The Form 4 was signed by an attorney-in-fact on behalf of Mr. Dolan on 09/17/2025 and discloses routine compensation-related equity settlements rather than open-market purchases or sales.
Laura Franco, EVP & General Counsel of Sphere Entertainment Co. (SPHR), reported multiple restricted stock unit (RSU) settlements on 09/15/2025. RSUs granted April 22, 2024 and August 27, 2024 vested and were settled into Class A common stock in several tranches: 8,302 shares, 1,093 shares and 1,323 shares were acquired as a result of RSU vesting. Additionally, 4,318 shares were withheld to satisfy tax withholding obligations at a price of $60.29 per share. Following these transactions, Ms. Franco beneficially owned 11,017; 1,093; 2,647; and aggregate Class A share totals shown per line, with reported ownership listed as direct.
Gregory Brunner, SVP, Controller & PAO of Sphere Entertainment Co. (SPHR), reported stock-settlement activity tied to vested restricted stock units. On 09/15/2025 he was issued 1,479 shares from RSUs granted 09/01/2023 and 624 shares from RSUs granted 08/27/2024; both issuances show $0.00 purchase price because they were settlements of restricted stock units. Additionally, 757 shares were reported as disposed of on 09/15/2025 at $60.29, which the filing explains represent shares withheld to satisfy tax-withholding obligations. Following these transactions he beneficially owned 2,292 Class A shares.

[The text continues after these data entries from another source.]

PR #705, opened 2020-11-11
Add ShortHash to Explorer URLS and deprecate country param

breck7:
Don't be fooled by the LOC, this is actually removing code (the high LOC is just because I've dumped the ~300 entity codes from the DB into a file so we can do sync legacy url upgrading).

This:

- Adds the Git Short Hash to Explorer URLS
- Introduces the simplified "selection" param which **only** operates on EntityNames, and upgrades legacy URLs to the new thing
- Fixes a number of Selection & URL related bugs

Once this is deployed to Jefferson, I will update the existing explorers' defaultView to use `selection` instead of country.


explorer/client/Explorer.tsx
```diff
@@ -45,91 +48,60 @@ import { EntityPicker } from "grapher/controls/entityPicker/EntityPicker"
...
+            this.props.queryString ?? program.defaultView
         )
+        return program
     }
 
-    @observable hideControls = false
     @observable entityPickerMetric?: ColumnSlug =
-        strToQueryParams(this.explorerProgram.queryString ?? "").pickerMetric ??
-        undefined
+        strToQueryParams(this.props.queryString ?? "").pickerMetric ?? undefined
```
breck7, line 90: Ah, just remembered I need to put pickerMetric into query string (And I'll add typing for this). There is a notion issue already

PR #707, opened 2020-11-14
Dev: reduce usage of dangerouslySetInnerHTML

breck7:
Sometimes I'll do a "Find All References" and TypeScript will miss certain references that are in strings.

I'm wondering if we could move away from the pattern of using `dangerouslySetInnerHTML`, but I don't know enough about the webpack build and bundling process, etc, to know if that's too much of a pain.

Regardless I think it may be nice to reduce usage of untyped strings, and thought that this is one thing we could do.

Any other ideas?

### DIFF
--- a/grapher/core/Grapher.tsx
+++ b/grapher/core/Grapher.tsx
@@ -76,7 +76,6 @@ import {
 import {
     strToQueryParams,
     queryParamsToStr,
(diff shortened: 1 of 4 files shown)


breck7:
I'm going to close for now and take a fresh look later when we can come up with a better approach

Jennifer Koester, President & COO of Sphere Entertainment Co. (SPHR), reported transactions dated 09/15/2025 involving restricted stock units (RSUs) granted under the SPHR 2020 Employee Stock Plan. The filing shows RSUs granted on April 22, 2024 (11,988 RSUs) and August 27, 2024 (8,269 RSUs and 6,829 RSUs) that had scheduled vesting tranches. One-third of the April 22, 2024 RSUs vested and settled on 09/13/2024 and another one-third vested and settled on 09/15/2025, with the remaining tranche due 09/15/2026. One-third of the August 27, 2024 RSUs vested and settled on 09/15/2025, with remaining tranches scheduled for 09/15/2026 and 09/15/2027. The report also discloses that 13,826 RSUs were withheld and disposed of on 09/15/2025 to satisfy tax withholding obligations at an implied price of $60.29 per share. The form was signed by an attorney-in-fact on behalf of Ms. Koester on 09/17/2025.